PR #243, opened 2020-05-21
Adjust job timeouts

alorenzo175:
Add the ability to adjust timeouts for the api worker, report jobs, and data validation jobs.  Also sets max content length and does not log requests by the kube probe that checks if the container is ready. 

This also adds the JOB_BASE_URL config variable that can direct jobs to use another api vs the one where the job was enqueued. The idea is that the worker pod could have an API running as a sidecar container, and that API instance can be used instead of the main instances. Then we can adjust the timeouts for that sidecar API to be long and allow for job completion even with large posts/gets. 

I also though about not using the APISession at all in the jobs like compute_report. But, the API provides a well defined interface, even if it does introduce more overhead vs direct database access, and the api and core code remain a bit more separated.

### DIFF
--- a/sfa_api/cli.py
+++ b/sfa_api/cli.py
@@ -17,6 +17,14 @@ def cli():
 
 verbose_opt = click.option('-v', '--verbose', count=True,
                            help='Increase logging verbosity')
+worker_ttl = click.option(
+    '--worker-ttl', default=420,
+    help='The timeout for the worker monitoring process'
+)
+job_monitoring_interval = click.option(
+    '--job-monitoring-interval', default=30,
+    help='The timeout for an individual job running in a work-horse process'
+)
 
 
 def _get_log_level(config, verbose, key='LOG_LEVEL'):  # pragma: no cover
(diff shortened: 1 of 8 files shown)


sfa_api/cli.py
```diff
@@ -17,6 +17,14 @@ def cli():
...
 verbose_opt = click.option('-v', '--verbose', count=True,
                            help='Increase logging verbosity')
+worker_ttl = click.option(
+    '--worker-ttl', default=420,
+    help='The timeout for the worker monitoring process'
+)
+job_monitoring_interval = click.option(
+    '--job-monitoring-interval', default=180,
+    help='The timeout for an individual job running in a work-horse process'
+)
```
lboeman, line 27: Are the help text for these backwards? I can't find actual documentation on these keyword arguments to `Worker`, but it seems like `job-monitor-interval` is the interval on which the worker receives a ping from the monitor and `default_worker_ttl` is the timeout of the job?

alorenzo175: Yeah, not sure it is in the documentation, but based on the code and experience running scheduled jobs, the descriptions are right. The worker should be able to heartbeat even when computing, but in practice it can get hung up on heavy computations which is why the default worker-ttl is high.

https://github.com/rq/rq/blob/23d43874b675a1cfc06684e9298b5079c488459c/rq/worker.py#L686
https://github.com/rq/rq/blob/23d43874b675a1cfc06684e9298b5079c488459c/rq/worker.py#L606

PR #247, opened 2020-06-01
Limit data requests

### LINKED ISSUE #239: Requesting too much data results in gateway timeout
We should place a limit on the amount of data that can be retrieved with a single request
Sentry Issue: [DASHBOARD-1X](https://sentry.io/organizations/solararbiter-rx/issues/1646612211/?referrer=github_integration)

```
HTTPError: 504 Server Error: Gateway Time-out for url: https://api.solarforecastarbiter.org/observations/063d42da-99fe-11e9-8674-0a580a8200c9/values?start=2017-05-01T17%3A04%3A00%2B00%3A00&end=2020-05-04T17%3A04%3A00%2B00%3A00
(9 additional frame(s) were not displayed)
...
  File "sfa_dash/blueprints/base.py", line 25, in insert_plot
    uuid, params={'start': start, 'end': end})
  File "sfa_dash/api_interface/observations.py", line 10, in get_values
    req = get_request(f'/observations/{observation_id}/values', **kwargs)
  File "sfa_dash/api_interface/__init__.py", line 26, in get_request
    f'{app.config["SFA_API_URL"]}{path}', **kwargs))
  File "sfa_dash/api_interface/util.py", line 62, in handle_response
    request_object.raise_for_status()
  File "requests/models.py", line 940, in raise_for_status
    raise HTTPError(http_error_msg, response=self)
```

alorenzo175:
Limits data requests to a configurable number of days (currently 366) and in doing so, requires the start and end query parameters. I think these are always set in core, and looks like the dashboard is ok too.

closes #239

I also created a new schema field to serialized dataframes to json via pandas directly (although it requires another load and dump by flask/marshmallow). This is much faster than dumping the frame to a dict and then dumping to json. The new way is roughly the same speed as dumping to csv.

So the things that change for users, is that start and end are required query parameters and the timestamp field will now end in 'Z' instead of '+00:00'  which is still consistent with iso8601.

### DIFF
--- a/datastore/migrations/0051_reference_jobs.up.sql
+++ b/datastore/migrations/0051_reference_jobs.up.sql
@@ -15,27 +15,27 @@ INSERT INTO sites (id, organization_id, name, latitude, longitude,
     backtrack, max_rotation_angle, dc_loss_factor, ac_loss_factor )
 VALUES (
     @abqsite, @reforgid, 'DOE RTC Albuquerque NM' , 35.050000 ,
-    -106.530000 , 1657.00 , 'America/Denver' , '{"network": "DOE RTC",
+    -106.530000 , 1657.00 , 'Etc/GMT+7' , '{"network": "DOE RTC",
     "network_api_id": "Albuquerque", "network_api_abbreviation": "",
     "observation_interval_length": 1, "attribution": "", "module":
     "Suniva 270W"}' , 0.003240 , 0.003240 , -0.420 , 'fixed' , 35.00 ,
     180.00 , NULL , NULL , NULL , NULL , NULL , 0.00 , 0.00
 ),(
     @nvsite, @reforgid, 'DOE RTC Henderson NV' , 36.040000 , -114.920000 , 538.00 ,
-    'America/Los_Angeles' , '{"network": "DOE RTC", "network_api_id":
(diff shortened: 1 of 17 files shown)


wholmgren:
Do we still need @lboeman's https://github.com/SolarArbiter/solarforecastarbiter-dashboard/pull/270 ?

Also can you roughly quantify timing for posterity and reports?

alorenzo175:
>Do we still need @lboeman's SolarArbiter/solarforecastarbiter-dashboard#270 ?

I think so. This maybe means the download limit is not required, but still probably useful to limit the amount of data plotted for general usability 

> Also can you roughly quantify timing for posterity and reports?

Right now downloading 1 year of 1 minute surfrad data takes ~20s for json and 12s with csv. This PR should bring the json down to around 12s.

wholmgren:
> That does remind me though that we need to implement the splitting of data requests for reports > 1 year and raise the number of days for now in the api used for report generation.

I ran into the 1 year limit when trying to create a report locally. Is the idea that core's api.py would split the request?

Then I hit this when trying to confirm on the dashboard: https://sentry.io/organizations/solararbiter-rx/issues/1888434196/?project=5254377&referrer=alert_email

PR #254, opened 2020-06-04
support for climate zones

### LINKED ISSUE #253: how to handle climate regions
I think we're going to need a standardized way to handle climate regions. While perhaps not required, it might be worthwhile for us to keep mind that the code could be more useful in the long run if it can handle more general regions such as utility/ISO/interconnect boundaries.

Here's one idea:

1. Create database table that tracks known regions. Columns might be `name, kind, specification`. `kind` takes values like `climate` or `iso`. `specification` could be more specific, like `wkt`, or it could let the entry describe itself. Perhaps we'd also want to add some kind of way to control access permissions for arbitrary regions.

2. Create an API function that takes `latitude, longitude` and returns all table rows that include the point. 

3. Create an API function that takes a region name and returns all `datamodel.Site` objects that are included in it. 

4. Add a `regions` attribute to `datamodel.Site`.

I'm thinking of the API functions as things that would recompute the result on demand. But we might want to create additional tables to compute all known associations. That could be tricky to do well with permissions. 

Eventually this information needs to be communicated and searchable in the dashboard. I think the API functions described above meet the requirements for most use cases.

alorenzo175:
closes #253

| Work instructions |
Your answer should hold exactly the lines from the one containing "3. Create an" to the last line of the data, both included, and no others.

| Solution |
3. Create an API function that takes a region name and returns all `datamodel.Site` objects that are included in it. 

4. Add a `regions` attribute to `datamodel.Site`.

I'm thinking of the API functions as things that would recompute the result on demand. But we might want to create additional tables to compute all known associations. That could be tricky to do well with permissions. 

Eventually this information needs to be communicated and searchable in the dashboard. I think the API functions described above meet the requirements for most use cases.

alorenzo175:
closes #253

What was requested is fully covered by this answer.